ACTION ITEM –
Scan the data. Collect each line that contains the word "host".
(DATASET CONTENT begins)
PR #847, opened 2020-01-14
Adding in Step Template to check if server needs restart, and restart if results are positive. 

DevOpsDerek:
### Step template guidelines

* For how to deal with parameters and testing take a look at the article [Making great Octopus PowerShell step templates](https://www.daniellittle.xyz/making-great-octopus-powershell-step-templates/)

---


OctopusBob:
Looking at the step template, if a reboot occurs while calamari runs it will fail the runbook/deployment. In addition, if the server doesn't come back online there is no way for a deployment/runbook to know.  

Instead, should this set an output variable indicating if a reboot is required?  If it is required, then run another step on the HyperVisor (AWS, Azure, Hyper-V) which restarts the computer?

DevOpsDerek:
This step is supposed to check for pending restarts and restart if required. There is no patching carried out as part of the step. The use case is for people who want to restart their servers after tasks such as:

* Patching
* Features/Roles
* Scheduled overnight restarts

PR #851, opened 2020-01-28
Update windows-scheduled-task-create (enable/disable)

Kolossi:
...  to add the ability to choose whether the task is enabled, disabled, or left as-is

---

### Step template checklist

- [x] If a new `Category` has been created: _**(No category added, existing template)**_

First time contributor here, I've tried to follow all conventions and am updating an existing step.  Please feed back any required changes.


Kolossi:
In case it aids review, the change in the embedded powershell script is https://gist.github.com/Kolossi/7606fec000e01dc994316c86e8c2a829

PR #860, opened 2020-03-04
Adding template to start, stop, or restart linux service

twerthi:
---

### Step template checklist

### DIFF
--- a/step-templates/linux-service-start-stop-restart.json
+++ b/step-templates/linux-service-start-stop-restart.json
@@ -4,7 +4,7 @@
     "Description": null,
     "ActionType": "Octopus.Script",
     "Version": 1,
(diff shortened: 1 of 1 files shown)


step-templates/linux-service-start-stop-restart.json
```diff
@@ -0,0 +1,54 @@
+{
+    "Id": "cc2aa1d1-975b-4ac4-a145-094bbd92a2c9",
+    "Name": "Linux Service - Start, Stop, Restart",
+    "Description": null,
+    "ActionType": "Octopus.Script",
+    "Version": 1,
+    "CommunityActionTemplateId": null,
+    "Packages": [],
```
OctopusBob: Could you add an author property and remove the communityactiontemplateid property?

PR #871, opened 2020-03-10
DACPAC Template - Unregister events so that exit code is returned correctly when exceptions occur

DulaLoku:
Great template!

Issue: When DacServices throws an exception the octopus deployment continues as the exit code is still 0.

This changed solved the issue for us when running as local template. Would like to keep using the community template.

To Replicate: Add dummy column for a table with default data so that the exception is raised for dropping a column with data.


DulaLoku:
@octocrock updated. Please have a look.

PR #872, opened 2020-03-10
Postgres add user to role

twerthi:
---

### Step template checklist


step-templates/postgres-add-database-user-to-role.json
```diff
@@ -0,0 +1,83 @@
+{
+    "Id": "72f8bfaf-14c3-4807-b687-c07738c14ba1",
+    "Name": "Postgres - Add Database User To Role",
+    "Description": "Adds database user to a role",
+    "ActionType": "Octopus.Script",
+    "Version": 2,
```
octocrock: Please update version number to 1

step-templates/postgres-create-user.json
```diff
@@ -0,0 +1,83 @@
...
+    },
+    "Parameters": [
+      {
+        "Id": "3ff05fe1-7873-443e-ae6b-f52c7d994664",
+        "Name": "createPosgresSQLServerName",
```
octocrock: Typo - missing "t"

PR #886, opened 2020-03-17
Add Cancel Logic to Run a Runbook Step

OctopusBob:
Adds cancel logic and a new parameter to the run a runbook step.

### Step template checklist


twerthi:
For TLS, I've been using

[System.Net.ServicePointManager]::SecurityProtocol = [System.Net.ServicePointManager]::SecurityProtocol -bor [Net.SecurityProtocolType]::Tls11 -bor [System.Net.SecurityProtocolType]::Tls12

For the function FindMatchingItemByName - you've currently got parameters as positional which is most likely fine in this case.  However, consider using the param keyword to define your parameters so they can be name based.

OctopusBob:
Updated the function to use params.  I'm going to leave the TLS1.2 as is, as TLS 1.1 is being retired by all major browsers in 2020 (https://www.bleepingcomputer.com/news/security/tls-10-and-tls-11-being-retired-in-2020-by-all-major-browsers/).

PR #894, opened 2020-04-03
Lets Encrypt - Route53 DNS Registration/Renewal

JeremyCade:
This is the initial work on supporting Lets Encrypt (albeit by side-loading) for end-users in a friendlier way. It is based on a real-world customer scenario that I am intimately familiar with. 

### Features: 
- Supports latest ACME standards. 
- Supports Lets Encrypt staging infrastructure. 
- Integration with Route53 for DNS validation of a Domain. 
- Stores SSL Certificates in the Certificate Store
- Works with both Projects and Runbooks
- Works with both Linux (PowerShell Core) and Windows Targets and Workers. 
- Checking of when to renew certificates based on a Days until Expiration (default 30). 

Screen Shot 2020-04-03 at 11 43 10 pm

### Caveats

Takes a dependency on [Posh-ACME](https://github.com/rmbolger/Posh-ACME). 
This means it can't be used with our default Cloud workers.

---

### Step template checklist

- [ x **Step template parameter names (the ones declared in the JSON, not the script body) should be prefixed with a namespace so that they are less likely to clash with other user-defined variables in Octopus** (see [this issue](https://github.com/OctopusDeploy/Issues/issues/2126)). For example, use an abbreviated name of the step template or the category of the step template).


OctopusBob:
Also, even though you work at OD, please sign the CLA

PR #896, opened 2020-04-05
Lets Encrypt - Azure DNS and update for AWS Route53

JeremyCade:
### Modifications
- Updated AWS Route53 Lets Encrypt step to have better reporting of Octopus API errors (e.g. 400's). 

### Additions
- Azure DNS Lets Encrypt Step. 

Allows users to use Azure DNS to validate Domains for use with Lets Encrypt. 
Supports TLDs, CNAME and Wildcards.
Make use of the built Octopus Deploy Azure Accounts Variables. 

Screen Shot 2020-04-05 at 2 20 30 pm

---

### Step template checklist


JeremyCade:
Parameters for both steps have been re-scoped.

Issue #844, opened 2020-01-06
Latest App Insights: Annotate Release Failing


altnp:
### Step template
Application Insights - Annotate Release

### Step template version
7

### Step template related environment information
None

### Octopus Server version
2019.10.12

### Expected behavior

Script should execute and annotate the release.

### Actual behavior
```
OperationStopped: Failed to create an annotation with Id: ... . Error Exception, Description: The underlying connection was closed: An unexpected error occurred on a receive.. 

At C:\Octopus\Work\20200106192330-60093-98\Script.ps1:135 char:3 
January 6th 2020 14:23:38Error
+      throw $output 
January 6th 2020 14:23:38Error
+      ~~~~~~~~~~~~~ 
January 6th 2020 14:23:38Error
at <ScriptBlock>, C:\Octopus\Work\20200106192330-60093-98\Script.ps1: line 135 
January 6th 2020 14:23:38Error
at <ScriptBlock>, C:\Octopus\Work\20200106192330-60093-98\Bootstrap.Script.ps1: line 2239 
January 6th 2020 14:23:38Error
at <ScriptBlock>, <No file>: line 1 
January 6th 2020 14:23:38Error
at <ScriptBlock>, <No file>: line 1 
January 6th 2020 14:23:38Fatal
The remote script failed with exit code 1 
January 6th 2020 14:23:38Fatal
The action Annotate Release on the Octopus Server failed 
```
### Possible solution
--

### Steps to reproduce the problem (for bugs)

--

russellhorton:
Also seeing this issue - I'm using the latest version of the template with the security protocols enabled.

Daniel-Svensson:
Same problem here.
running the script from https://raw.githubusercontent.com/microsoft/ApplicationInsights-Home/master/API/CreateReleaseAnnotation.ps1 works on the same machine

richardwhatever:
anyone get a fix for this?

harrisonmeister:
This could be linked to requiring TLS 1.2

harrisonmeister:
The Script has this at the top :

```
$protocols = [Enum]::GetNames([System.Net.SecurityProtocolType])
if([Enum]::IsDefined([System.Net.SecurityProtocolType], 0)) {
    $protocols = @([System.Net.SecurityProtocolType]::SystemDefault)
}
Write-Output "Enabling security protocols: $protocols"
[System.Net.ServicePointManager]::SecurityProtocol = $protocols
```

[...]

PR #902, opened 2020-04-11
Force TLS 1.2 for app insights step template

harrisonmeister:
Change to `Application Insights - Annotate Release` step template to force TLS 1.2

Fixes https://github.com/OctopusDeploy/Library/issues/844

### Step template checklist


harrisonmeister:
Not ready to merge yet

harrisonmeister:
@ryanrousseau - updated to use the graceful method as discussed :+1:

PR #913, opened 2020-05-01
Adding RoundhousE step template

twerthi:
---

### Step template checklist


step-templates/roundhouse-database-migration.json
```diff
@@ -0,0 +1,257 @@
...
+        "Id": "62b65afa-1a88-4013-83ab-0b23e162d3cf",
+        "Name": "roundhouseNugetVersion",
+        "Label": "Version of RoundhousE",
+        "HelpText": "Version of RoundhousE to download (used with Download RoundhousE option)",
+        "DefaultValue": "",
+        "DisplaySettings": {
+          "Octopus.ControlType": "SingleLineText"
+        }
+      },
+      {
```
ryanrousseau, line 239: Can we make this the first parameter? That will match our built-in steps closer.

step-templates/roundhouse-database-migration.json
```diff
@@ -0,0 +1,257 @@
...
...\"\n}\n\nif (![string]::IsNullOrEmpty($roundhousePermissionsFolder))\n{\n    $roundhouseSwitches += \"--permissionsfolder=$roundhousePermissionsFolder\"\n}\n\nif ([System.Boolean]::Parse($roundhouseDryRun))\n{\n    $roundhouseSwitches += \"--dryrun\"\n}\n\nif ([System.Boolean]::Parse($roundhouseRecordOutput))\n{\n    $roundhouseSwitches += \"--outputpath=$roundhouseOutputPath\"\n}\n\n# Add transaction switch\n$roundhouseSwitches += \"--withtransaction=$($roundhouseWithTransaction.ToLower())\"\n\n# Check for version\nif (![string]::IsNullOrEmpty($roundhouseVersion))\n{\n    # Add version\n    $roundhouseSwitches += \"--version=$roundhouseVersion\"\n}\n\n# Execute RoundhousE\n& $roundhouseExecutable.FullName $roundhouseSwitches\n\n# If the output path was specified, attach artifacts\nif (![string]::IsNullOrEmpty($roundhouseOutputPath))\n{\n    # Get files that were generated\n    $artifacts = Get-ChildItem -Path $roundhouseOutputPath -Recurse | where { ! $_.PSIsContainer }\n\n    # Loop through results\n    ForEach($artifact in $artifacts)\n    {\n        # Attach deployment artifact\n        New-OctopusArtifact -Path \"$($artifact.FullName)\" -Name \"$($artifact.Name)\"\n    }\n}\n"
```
(DATASET CONTENT ends)
(DATASET CONTENT begins)
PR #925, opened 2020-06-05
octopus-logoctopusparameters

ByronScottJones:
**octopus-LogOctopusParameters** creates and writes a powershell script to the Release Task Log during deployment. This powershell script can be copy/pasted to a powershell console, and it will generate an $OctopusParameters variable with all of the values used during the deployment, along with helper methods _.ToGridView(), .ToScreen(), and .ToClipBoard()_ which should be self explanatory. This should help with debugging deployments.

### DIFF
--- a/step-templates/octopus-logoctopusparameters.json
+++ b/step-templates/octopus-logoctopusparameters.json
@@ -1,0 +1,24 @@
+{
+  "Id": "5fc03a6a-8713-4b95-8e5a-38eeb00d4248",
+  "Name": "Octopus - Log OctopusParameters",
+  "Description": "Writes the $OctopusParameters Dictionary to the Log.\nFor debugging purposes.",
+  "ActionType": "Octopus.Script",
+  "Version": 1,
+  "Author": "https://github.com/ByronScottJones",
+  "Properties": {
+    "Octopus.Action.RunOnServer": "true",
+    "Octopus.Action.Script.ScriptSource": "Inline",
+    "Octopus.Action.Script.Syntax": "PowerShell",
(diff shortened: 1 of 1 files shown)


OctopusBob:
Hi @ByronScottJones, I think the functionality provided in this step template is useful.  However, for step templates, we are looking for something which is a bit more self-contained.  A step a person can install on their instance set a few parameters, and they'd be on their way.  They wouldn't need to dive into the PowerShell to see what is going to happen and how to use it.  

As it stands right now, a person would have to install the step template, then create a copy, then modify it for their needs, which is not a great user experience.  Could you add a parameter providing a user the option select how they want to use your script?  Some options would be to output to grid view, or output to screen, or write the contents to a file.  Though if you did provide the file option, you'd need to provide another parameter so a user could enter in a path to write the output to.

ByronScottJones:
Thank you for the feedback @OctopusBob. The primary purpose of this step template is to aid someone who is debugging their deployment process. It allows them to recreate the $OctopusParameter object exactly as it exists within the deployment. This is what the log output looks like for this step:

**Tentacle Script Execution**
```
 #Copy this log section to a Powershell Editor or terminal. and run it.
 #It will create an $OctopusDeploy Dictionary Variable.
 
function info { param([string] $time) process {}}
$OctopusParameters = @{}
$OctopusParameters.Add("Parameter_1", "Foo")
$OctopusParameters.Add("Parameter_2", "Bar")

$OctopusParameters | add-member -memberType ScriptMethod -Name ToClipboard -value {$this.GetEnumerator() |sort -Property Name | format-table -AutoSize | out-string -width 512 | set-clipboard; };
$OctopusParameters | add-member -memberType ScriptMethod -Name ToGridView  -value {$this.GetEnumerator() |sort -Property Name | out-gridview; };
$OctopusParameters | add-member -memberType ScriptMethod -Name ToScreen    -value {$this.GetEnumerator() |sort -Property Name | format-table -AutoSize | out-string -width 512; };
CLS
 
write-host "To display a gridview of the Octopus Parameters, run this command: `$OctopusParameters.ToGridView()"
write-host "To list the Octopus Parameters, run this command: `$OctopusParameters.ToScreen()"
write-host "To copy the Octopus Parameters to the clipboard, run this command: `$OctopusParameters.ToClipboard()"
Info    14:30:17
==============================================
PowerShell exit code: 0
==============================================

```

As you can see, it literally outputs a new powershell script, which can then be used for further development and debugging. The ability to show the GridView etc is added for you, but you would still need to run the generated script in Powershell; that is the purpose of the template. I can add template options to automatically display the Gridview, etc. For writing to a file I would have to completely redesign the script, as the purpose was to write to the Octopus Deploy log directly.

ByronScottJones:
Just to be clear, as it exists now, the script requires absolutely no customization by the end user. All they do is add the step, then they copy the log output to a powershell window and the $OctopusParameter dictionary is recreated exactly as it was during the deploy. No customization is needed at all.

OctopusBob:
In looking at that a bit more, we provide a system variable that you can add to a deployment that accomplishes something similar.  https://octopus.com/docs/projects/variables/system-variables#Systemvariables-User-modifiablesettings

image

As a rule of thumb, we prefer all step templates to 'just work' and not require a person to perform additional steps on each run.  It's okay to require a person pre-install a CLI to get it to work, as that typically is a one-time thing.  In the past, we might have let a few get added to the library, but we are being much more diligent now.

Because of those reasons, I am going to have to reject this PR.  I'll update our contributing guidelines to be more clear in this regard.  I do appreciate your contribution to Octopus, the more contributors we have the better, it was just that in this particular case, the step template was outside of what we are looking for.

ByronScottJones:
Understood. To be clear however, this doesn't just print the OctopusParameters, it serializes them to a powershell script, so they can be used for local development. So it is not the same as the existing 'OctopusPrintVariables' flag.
(DATASET CONTENT ends)
WRITTEN RESPONSE –
write-host "To display a gridview of the Octopus Parameters, run this command: `$OctopusParameters.ToGridView()"
write-host "To list the Octopus Parameters, run this command: `$OctopusParameters.ToScreen()"
write-host "To copy the Octopus Parameters to the clipboard, run this command: `$OctopusParameters.ToClipboard()"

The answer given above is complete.